Nous assistons ici à une inversion absolue des valeurs. Ce n’est plus le vulgaire qui est montré du doigt, mais l’homme cultivé. Le jeune homme ne juge pas : il suspecte. Il n’analyse pas : il condamne. Il ne cherche pas à comprendre : il écarte. Ce qu’il désigne par « beauf », c’est celui qui préfère le monde intérieur au monde de l’adhésion immédiate. Celui qui se donne le luxe d’exister hors du troupeau.
Et c’est là que se révèle le véritable ressort de cette affaire : le ressentiment. Nietzsche l’a décrit : lorsque l’on se sait démuni devant la hauteur, on renverse l’échelle plutôt que d’essayer de l’escalader. On déclare « ridicule » ce que l’on ne peut atteindre. On proclame « ringard » ce que l’on ne comprend pas. On dit « beauf » à propos de ce que l’on envie, secrètement, désespérément.
Sortir de la beaufitude n’a jamais été aussi simple
Pourtant, sortir de la beaufitude n’a jamais été aussi simple. Il suffit — oui, il suffit — de lire. Lire hardiment, c’est-à-dire accepter d’être décentré par une phrase, un rythme, une idée. Lire deux siècles de littérature, depuis Montaigne jusqu’à Valéry, en passant par Pascal, Chateaubriand, Stendhal, Balzac, Hugo, Flaubert. Là sont les nourritures. Non pas les vies d’athlètes, d’influenceuses, de chanteurs d’émissions du samedi soir, ni les autobiographies industrielles des hommes politiques. Cela, c’est le bruit du temps qui se jette sur lui-même. Le beauf s’y repaît ; il y reconnaît son image ; il s’y rassure. Mais la littérature, la vraie, émancipe. Elle élève. Elle déplace l’axe de la vie, elle force l’âme à regarder plus haut qu’elle-même.
Encore faut-il y avoir accès dans son état intact. Non pas dans ces éditions modernes où l’on réécrit, lisse, caviarde, modernise, expurge, sous prétexte de rendre « accessible » — ce qui signifie toujours : adapter au niveau du plus faible. Les nouveaux réformateurs de l’orthographe — ces Érostrates du langage, brûleurs de temples au nom de la simplification — ne se contentent pas de corriger : ils colonisent. Ils substituent leur médiocrité au génie des siècles.
Il faut donc lire dans les éditions d’époque, ou du moins dans des éditions respectueuses de la langue telle qu’elle fut écrite, et non telle qu’on la veut rendre conforme aux sensibilités changeantes. La clef de la liberté intellectuelle est là. Celui qui lit ainsi, qui se nourrit à la source même, sort du troupeau. Il conquiert une souveraineté intérieure.

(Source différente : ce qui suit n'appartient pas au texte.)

PR #5260, opened 2025-12-08
Fix broken doc links

ravi-kumar-pilla:
## Description

Resolves https://github.com/kedro-org/kedro/issues/5261

## Development notes

- Fixed broken reference links in codebase
- Added a linkchecker using lychee in `lint.yml`

## Checklist

### DIFF
--- a/pyproject.toml
+++ b/pyproject.toml
@@ -69,7 +69,7 @@ test = [
     "pytest-xdist[psutil]>=2.2.1,<4.0",
     "pytest>=7.2,<10.0",
     "requests_mock",
-    "s3fs>=2021.4,<2025.11",
+    "s3fs>=2021.4,<2025.13",
     # mypy related dependencies
     "pandas-stubs",
     "types-PyYAML",


ravi-kumar-pilla:
Hi Team,

We have a partial linkchecker implementation here - https://github.com/kedro-org/kedro/blob/main/Makefile#L40
which we are not using anywhere (or I could not find it). Should we remove this ? Now that we have introduced a github [job](https://github.com/kedro-org/kedro/pull/5260/files#diff-107e910e9f2ebfb9a741fa10b2aa7100cc1fc4f5f3aca2dfe78b905cbd73c0d2R43) for linkcheck within codebase or should we keep it to run locally ? If we need to run locally, we need to install `lychee` in local env. I can clean it up if we want to remove this. 

cc: @merelcht @ElenaKhaustova 

Thank you

merelcht:
We also have the MkDocs linkcheck job (docs-linkcheck.yml) - what does that check then if it's not catching these errors? Only internal references? Maybe @lrcouto knows? 

If these checks test separate things, it might still be good to add them in the same job.

ElenaKhaustova:
> We also have the MkDocs linkcheck job (docs-linkcheck.yml) - what does that check then if it's not catching these errors? Only internal references? Maybe @lrcouto knows?
> 
> If these checks test separate things, it might still be good to add them in the same job.

I think it only checks internal links, as inside the job, it only tries to build documents in strict mode. I wonder if it is supposed to be extended by other checks as well. Otherwise, the job name is confusing.

Edit

This is what it actually does: `# this checks: mkdocs.yml is valid, all listed pages exist, plugins are correctly configured, no broken references in nav or Markdown links (internal), broken links and images (internal, not external)`

ElenaKhaustova:
> Hi Team,
> 
> We have a partial linkchecker implementation here - https://github.com/kedro-org/kedro/blob/main/Makefile#L40 which we are not using anywhere (or I could not find it). Should we remove this ? Now that we have introduced a github [job](https://github.com/kedro-org/kedro/pull/5260/files#diff-107e910e9f2ebfb9a741fa10b2aa7100cc1fc4f5f3aca2dfe78b905cbd73c0d2R43) for linkcheck within codebase or should we keep it to run locally ? If we need to run locally, we need to install `lychee` in local env. I can clean it up if we want to remove this.

Are we sure it replaces`mkdocs build --strict` fully? If yes, we probably should remove.

lrcouto:
> We also have the MkDocs linkcheck job (docs-linkcheck.yml) - what does that check then if it's not catching these errors? Only internal references? Maybe @lrcouto knows?
> 
> If these checks test separate things, it might still be good to add them in the same job.

For linkchecking external links, you can use the linkcheck command on the Makefile, that also runs lychee. We previously decided to not put it on CI because there's a lot of things like websites that return 403 when lychee tries to check them and thus count as errors. Maybe it needs a specific job or configuration for this, but it returns a lot of "false positives".

Though I'm seeing now that the link that was used as an example is an internal one? That should've been caught by the strict build.

ravi-kumar-pilla:
> We also have the MkDocs linkcheck job (docs-linkcheck.yml) - what does that check then if it's not catching these errors? Only internal references?

@merelcht .. I think the `docs-linkcheck.yml` can validate broken links in the markdown files and not the python code, so it is called docs-linkcheck :) . 

If you have something like [this](https://github.com/kedro-org/kedro/pull/5260/files#diff-cc4e916905ba553d257700ff851973772c0d77018d7673a2c4b22f309d8c3e46R152), I don't think `mkdocs build` can help with it. We need a custom linkchecker that scans python code for link references and flag incase of a 404 or use lychee.

> Are we sure it replaces mkdocs build --strict fully? If yes, we probably should remove.

@ElenaKhaustova .. No it does not replace `mkdocs build`. I was asking if we still need the [make command](https://github.com/kedro-org/kedro/blob/main/Makefile#L40) which we are not using anywhere apart from may be running locally as @lrcouto pointed out.

> We previously decided to not put it on CI because there's a lot of things like websites that return 403 when lychee tries to check them and thus count as errors.

@lrcouto ... make sense. I too encountered this but tried to add few links to [ignore](https://github.com/kedro-org/kedro/pull/5260/files#diff-fafe8d160920b6bd97b3c5235607969496ac0550eb4eeb9833393711fc210f18) . I tested locally and it works fine. For now the CI is working as expected, but yes it does check for external links and it is hard to find and ignore every link. The good thing of having this in our CI is we can avoid this situation next time though it means we will have some flaky tests, which should be easy to fix.

I would recommend we add lychee to our workflow, either in this ticket or may be I will create a separate one. If we want to have this in the current PR, let me know if it is fine to have this within lint.yml. Thank you

ElenaKhaustova:
@ravi-kumar-pilla, thanks for explaining!

QQ - Does it work fine if we refer to the page in the docs that is being added in the same PR?

> let me know if it is fine to have this within lint.yml

I think this is fine, since it only checks links in Python files

> I would recommend we add lychee to our workflow

We can add it as a pre-commit hook, probably in a separate PR

ElenaKhaustova:
I would keep make command for local testing as well

ravi-kumar-pilla:
> Does it work fine if we refer to the page in the docs that is being added in the same PR?

Good question. I think it will fail as I the link request is made to the hosted site and not the current build. I will try to run lychee against the current `mkdocs build` site. Let me update the test. Thank you

ravi-kumar-pilla:
Hi @ElenaKhaustova , 

I updated the check and it now runs against the current docs build - https://github.com/kedro-org/kedro/pull/5260/files#diff-9508f368888660e5d5076fb211974e43e12c9a0595c366d5eb425e3df5534418R48

Let me know if you have further questions. Thank you

merelcht (approved):
Thanks @ravi-kumar-pilla ! ⭐

PR #5290, opened 2025-12-18
Implement list_versions for versioned datasets

mvhensbergen:
## Description

We want to be able to programmatically inspect the different versions of datasets generated by batch training for versioned datasets. It seems there is no API for this and the workaround is to do directory listing of the dataset path directory to figure this out outside of Kedro.

The AbstractDataset class already has functionality to traverse this directory (and also pick the latest version) so it makes sense to offer the listing of versions of a dataset as a method.

Sample use case:
```
from kedro.io import Version
from kedro_datasets.json import (
    JSONDataset,
)

filename = "mydata.json"

# Init dataset for inspection
ds = JSONDataset(filepath=filename)

# Get available versions
versions = ds.list_versions(full_path=False)
print(versions)

# Select a specific version
v = versions[2]

# Reinitialize dataset with that version
v = Version(load=v,save=None)
ds = JSONDataset(filepath=filename, version=v)

# Load
data = ds.load()
print(data)
```

## Development notes

I have moved the path traversal logic to a separate function for reuse and have added a public method 'list_versions' which either returns the full paths of all the different versions (default) or only the versions if `full_path=False`.

Some other musings which you may guide me on:
1. I am aware that the `list_versions` functionality might not be compatible with the philosophy of that a Dataset instance should always have a certain version. At the same time, I believe that the Dataset class is the right place for the implementation of this feature as it has all the code to do this already. What is your opinion on this?
2. In that light, would the Dataset class be more generic if it is always versionless, and that the particular version can be specified by the `load` method? In that way the DataCatalog (which also can be supplied with version parameters) would explicitly call `load` with that version, yet the Dataset instance itself is more generic.
3. I have made the directory traversal uncached now, is this correct?

## Checklist

- [v ] Read the [contributing](https://github.com/kedro-org/kedro/blob/main/CONTRIBUTING.md) guidelines
- [v ] Signed off each commit with a [Developer Certificate of Origin (DCO)](https://docs.github.com/en/repositories/managing-your-repositorys-settings-and-features/managing-repository-settings/managing-the-commit-signoff-policy-for-your-repository)
- [ v] Opened this PR as a 'Draft Pull Request' if it is work-in-progress

### DIFF
--- a/pyproject.toml
+++ b/pyproject.toml
@@ -68,7 +68,7 @@ test = [
     "pytest-xdist[psutil]>=2.2.1,<4.0",
     "pytest>=7.2,<10.0",
     "requests_mock",
-    "s3fs>=2021.4,<2026.2",
+    "s3fs>=2021.4,<2026.5",
     # mypy related dependencies
     "pandas-stubs",
     "types-PyYAML",


mvhensbergen:
I'd like to wait for the documentation until I am certain that the idea of adding the list_versions API is approved. :-)

DimedS:
thanks for your contribution, @mvhensbergen ! We will try to review it soon!

kedro/io/core.py
```diff
@@ -752,6 +748,18 @@ def _fetch_latest_load_version(self) -> str:
                 f"due to insufficient permission. Exception: {exc}"
             )
             raise VersionNotFoundError(message) from exc
+
+        return [path for path in version_paths if self._exists_function(path)]
```
DimedS, line 754: Are we duplicating logic around line 764 when computing `most_recent`?  
It looks like `_get_versions()` already filters existing paths, so the additional `exists` check here may be redundant.

kedro/io/core.py
```diff
@@ -810,6 +818,14 @@ def _get_save_path(self) -> PurePosixPath:
     def _get_versioned_path(self, version: str) -> PurePosixPath:
         return self._filepath / version / self._filepath.name
 
+    def list_versions(self, full_path: bool = True) -> list:
+        version_paths = self._get_versions()
+
+        if full_path:
+            return version_paths
+
+        return [path.split(os.sep)[-2] for path in version_paths]  # [-2] is version dir
```
DimedS: It would be good to add an end-to-end test covering this behaviour, as this line may cause issues on Windows due to path separator differences.

SajidAlamQB:
Thanks @mvhensbergen for this contribution! The `list_versions` looks good. As @DimedS noted there are a few things to address before we can merge. 

Since `_get_versions()` now filters paths with `_exists_function`, the check in `_fetch_latest_load_version` is redundant.

Also maybe adding a test for the empty versions case too.

kedro/io/core.py
ElenaKhaustova: Agree with @DimedS, also we should probably move it to a separate function, like `_get_version_from_path` and then test it properly.

ElenaKhaustova:
```suggestion
        rreturn [PurePath(path).parent.name for path in version_paths]
```

mvhensbergen:
Hi all,

thank you for your suggestions. I have made a few changes in the last commit. Unfortunately, due to some (temporary) changes in work/life balance I have less time to complete it all completely.

I did:
- emoved spurious .exists check
- make separate function for get version as suggested in the review

I didn't yet:
- change appropriate documentation
- think how to implement this for other versioned sets.

It would be great if you could help a bit in finalizing this PR with me!

kedro/io/core.py
```diff
@@ -752,9 +748,19 @@ def _fetch_latest_load_version(self) -> str:
...
             raise VersionNotFoundError(message) from exc
-        most_recent = next(
-            (path for path in version_paths if self._exists_function(path)), None
-        )
+
+        return [path for path in version_paths if self._exists_function(path)]
+
+    # 'key' is set to prevent cache key overlapping for load and save:
+    # https://cachetools.readthedocs.io/en/stable/#cachetools.cachedmethod
+    @cachedmethod(cache=attrgetter("_version_cache"), key=partial(hashkey, "load"))
```
DimedS: we removed cachetools as I remember?

DimedS (approved):
Thanks @mvhensbergen and @rashidakanchwala , LGTM!

rashidakanchwala:
thanks @mvhensbergen for your contribution. I will merge this PR now :)

PR #5320, opened 2026-01-09
Fix starters tests after Spark starter changes

DimedS:
After the recent updates to the Spark starter, selecting the PySpark tool (`6` / `pyspark`) no longer adds `spark.yml` and `hooks.py` to the generated project.

This PR updates the expected file counts in the starters tests so that PySpark selection no longer contributes additional files.


ElenaKhaustova (approved):
Thank you!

C’est pourquoi le vrai beauf aujourd’hui n’est plus celui qui s’achète des nains de jardin. Le vrai beauf est celui qui ne lit pas, celui qui n’écoute pas, celui qui ne veut pas savoir, celui qui se satisfait de ce que la meute approuve. Les cancres triomphent tant qu’on leur laisse le pouvoir de dire ce qui est « cool » et ce qui ne l’est pas. Mais la culture n’est pas un sondage. La culture ne se vote pas. Elle se conquiert. Et l’élégance, désormais, est un acte de résistance.